#### INPUT MATERIAL ####
PR #31348, opened 2024-02-10
Revert "Document scan_interval support for RESTful switch"

frenck:
Reverts home-assistant/home-assistant.io#31330

Reverts this change, as this is not a property of this integration at all.

Platform specific options are documented here:

<https://www.home-assistant.io/docs/configuration/platform_options/#scan-interval>

See also the source, which doesn't have it:

https://github.com/home-assistant/core/blob/845071f8f0b1297073d3314c5d465de7787faa17/homeassistant/components/rest/switch.py#L66-L86

../Frenck

/CC: @c0ffeeca7 @holysoles

### DIFF
--- a/source/_integrations/switch.rest.markdown
+++ b/source/_integrations/switch.rest.markdown
@@ -96,11 +96,6 @@ verify_ssl:
   required: false
   type: boolean
   default: true
-scan_interval:
-  description: Define the frequency for calling the REST endpoint to get the current state in seconds.
-  required: false
-  type: integer
-  default: 30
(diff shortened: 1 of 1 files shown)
####
§ WORK TO BE COMPLETED:
Using the entries above, tally how many lines have the word "home" in them; write the number and nothing more.

§ ANSWER SPACE:
3